The answer must consist of the listing, reproduced exactly.

───── Data records ─────

PR #34, opened 2021-06-22
Changing class and instance name for Data and Meta

sebastian-zieba:
Changes:
- Data & dat and Metadata & md are now: DataClass & data and MetaClass & meta
   - Note that the raw 2D spectrum is now stored in data.data
- fix in s3_reduce.py: median frame is now being saved in data instead of meta
- when the code is run now, a copy of the ecf file is saved into the workdir (if running S3) or lcdir (if running S4) [I think that's a good idea if the user wants to check which settings he used when running Eureka!]
- added astroquery as a requirement (svo_filters needs it)
- added a note in eureka/S5_lightcurve_fitting/utils.py that the EXOCTK_DATA is only important for Stage 5 [might scare people who only want to run S3 or S4]
- docs: more thorough quickstart 
- run_script.py: commented out all sys.path.append

### DIFF
--- a/eureka/S3_data_reduction/s3_reduce.py
+++ b/eureka/S3_data_reduction/s3_reduce.py
@@ -254,8 +254,8 @@ def reduceJWST(eventlabel):
     log.writelog('Copy S3 ecf')
     shutil.copy(ecffile, meta.workdir)
 
-    log.writelog('Generating figures')
     if meta.isplots_S3 >= 1:
+        log.writelog('Generating figure')
         # 2D light curve without drift correction
         plots_s3.lc_nodriftcorr(meta, wave_1d, optspec)
 
--- a/eureka/S3_data_reduction/s3_reduce.py
+++ b/eureka/S3_data_reduction/s3_reduce.py
@@ -24,9 +24,9 @@
 # 17. Produce plots DONE
 """
 
-import sys, os, time
+import os, time
 import numpy as np
-import multiprocessing as mp
+import shutil
 from ..lib import logedit
 from ..lib import readECF as rd
 from ..lib import manageevent as me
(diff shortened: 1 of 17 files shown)


lkreidberg (dismissed):

lkreidberg:
hey @gianninapr - looks like the builds passed for the PR, but we're still waiting on 1 test. Any idea why there's a time lag? I'd like to merge this before too many folks start working on Eureka

eureka/S3_data_reduction/s3_reduce.py
```diff
@@ -24,9 +24,9 @@
 # 17. Produce plots DONE
 """
 
-import sys, os, time
+import os, time
 import numpy as np
-import multiprocessing as mp
```
kevin218, line 29: Why remove multiprocessing as an import?

sebastian-zieba: It's currently not used in s3_reduce.py. I moved the background initialization into lib/util.py a while back

eureka/S4_generate_lightcurves/s4_genLC.py
```diff
@@ -45,42 +45,43 @@ def lcJWST(eventlabel, workdir, md=None):
...
+    if meta == None:
+        meta = me.load(workdir + '/S3_' + eventlabel + '_Meta_Save.dat')
 
     # Load Eureka! control file and store values in Event object
     ecffile = 'S4_' + eventlabel + '.ecf'
     ecf     = rd.read_ecf(ecffile)
-    rd.store_ecf(md, ecf)
+    rd.store_ecf(meta, ecf)
 
     # Create directories for Stage 3 processing
```
kevin218, line 56: Stage 4

eureka/S4_generate_lightcurves/s4_genLC.py
```diff
@@ -45,42 +45,43 @@ def lcJWST(eventlabel, workdir, md=None):
...
-        os.makedirs(md.lcdir)
-    if not os.path.exists(md.lcdir+"/figs"):
-        os.makedirs(md.lcdir+"/figs")
+    meta.lcdir = meta.workdir + '/S4_' + datetime + '_' + str(meta.nspecchan) + 'chan'
+    if not os.path.exists(meta.lcdir):
+        os.makedirs(meta.lcdir)
+    if not os.path.exists(meta.lcdir+"/figs"):
+        os.makedirs(meta.lcdir+"/figs")
 
     # Copy existing S3 log file
```
kevin218, line 64: S4

requirements.txt
```diff
@@ -15,4 +15,5 @@ svo_filters
 nbsphinx
 recommonmark
 myst_parser
+astroquery==0.4.2
```
kevin218, line 18: Should this be ">=" instead of "=="?

kevin218 (commented):
Left a few small comments within a couple of the files.  Should be super quick to fix.

kevin218:
I also don't understand what the third check is since there are only 2 Travis-CI builds (3.7 and 3.8).

requirements.txt
sebastian-zieba: Yeah that's right. Will fix that.

sebastian-zieba:
Adopted minor changes

kevin218 (approved):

─────

Result for this exercise
PR #34, opened 2021-06-22
Changing class and instance name for Data and Meta

sebastian-zieba:
Changes:
- Data & dat and Metadata & md are now: DataClass & data and MetaClass & meta
   - Note that the raw 2D spectrum is now stored in data.data
- fix in s3_reduce.py: median frame is now being saved in data instead of meta
- when the code is run now, a copy of the ecf file is saved into the workdir (if running S3) or lcdir (if running S4) [I think that's a good idea if the user wants to check which settings he used when running Eureka!]
- added astroquery as a requirement (svo_filters needs it)
- added a note in eureka/S5_lightcurve_fitting/utils.py that the EXOCTK_DATA is only important for Stage 5 [might scare people who only want to run S3 or S4]
- docs: more thorough quickstart 
- run_script.py: commented out all sys.path.append

### DIFF
--- a/eureka/S3_data_reduction/s3_reduce.py
+++ b/eureka/S3_data_reduction/s3_reduce.py
@@ -254,8 +254,8 @@ def reduceJWST(eventlabel):
     log.writelog('Copy S3 ecf')
     shutil.copy(ecffile, meta.workdir)
 
-    log.writelog('Generating figures')
     if meta.isplots_S3 >= 1:
+        log.writelog('Generating figure')
         # 2D light curve without drift correction
         plots_s3.lc_nodriftcorr(meta, wave_1d, optspec)
 
--- a/eureka/S3_data_reduction/s3_reduce.py
+++ b/eureka/S3_data_reduction/s3_reduce.py
@@ -24,9 +24,9 @@
 # 17. Produce plots DONE
 """
 
-import sys, os, time
+import os, time
 import numpy as np
-import multiprocessing as mp
+import shutil
 from ..lib import logedit
 from ..lib import readECF as rd
 from ..lib import manageevent as me
(diff shortened: 1 of 17 files shown)


lkreidberg (dismissed):

lkreidberg:
hey @gianninapr - looks like the builds passed for the PR, but we're still waiting on 1 test. Any idea why there's a time lag? I'd like to merge this before too many folks start working on Eureka

eureka/S3_data_reduction/s3_reduce.py
```diff
@@ -24,9 +24,9 @@
 # 17. Produce plots DONE
 """
 
-import sys, os, time
+import os, time
 import numpy as np
-import multiprocessing as mp
```
kevin218, line 29: Why remove multiprocessing as an import?

sebastian-zieba: It's currently not used in s3_reduce.py. I moved the background initialization into lib/util.py a while back

eureka/S4_generate_lightcurves/s4_genLC.py
```diff
@@ -45,42 +45,43 @@ def lcJWST(eventlabel, workdir, md=None):
...
+    if meta == None:
+        meta = me.load(workdir + '/S3_' + eventlabel + '_Meta_Save.dat')
 
     # Load Eureka! control file and store values in Event object
     ecffile = 'S4_' + eventlabel + '.ecf'
     ecf     = rd.read_ecf(ecffile)
-    rd.store_ecf(md, ecf)
+    rd.store_ecf(meta, ecf)
 
     # Create directories for Stage 3 processing
```
kevin218, line 56: Stage 4

eureka/S4_generate_lightcurves/s4_genLC.py
```diff
@@ -45,42 +45,43 @@ def lcJWST(eventlabel, workdir, md=None):
...
-        os.makedirs(md.lcdir)
-    if not os.path.exists(md.lcdir+"/figs"):
-        os.makedirs(md.lcdir+"/figs")
+    meta.lcdir = meta.workdir + '/S4_' + datetime + '_' + str(meta.nspecchan) + 'chan'
+    if not os.path.exists(meta.lcdir):
+        os.makedirs(meta.lcdir)
+    if not os.path.exists(meta.lcdir+"/figs"):
+        os.makedirs(meta.lcdir+"/figs")
 
     # Copy existing S3 log file
```
kevin218, line 64: S4

requirements.txt
```diff
@@ -15,4 +15,5 @@ svo_filters
 nbsphinx
 recommonmark
 myst_parser
+astroquery==0.4.2
```
kevin218, line 18: Should this be ">=" instead of "=="?

kevin218 (commented):
Left a few small comments within a couple of the files.  Should be super quick to fix.

kevin218:
I also don't understand what the third check is since there are only 2 Travis-CI builds (3.7 and 3.8).

requirements.txt
sebastian-zieba: Yeah that's right. Will fix that.

sebastian-zieba:
Adopted minor changes

kevin218 (approved):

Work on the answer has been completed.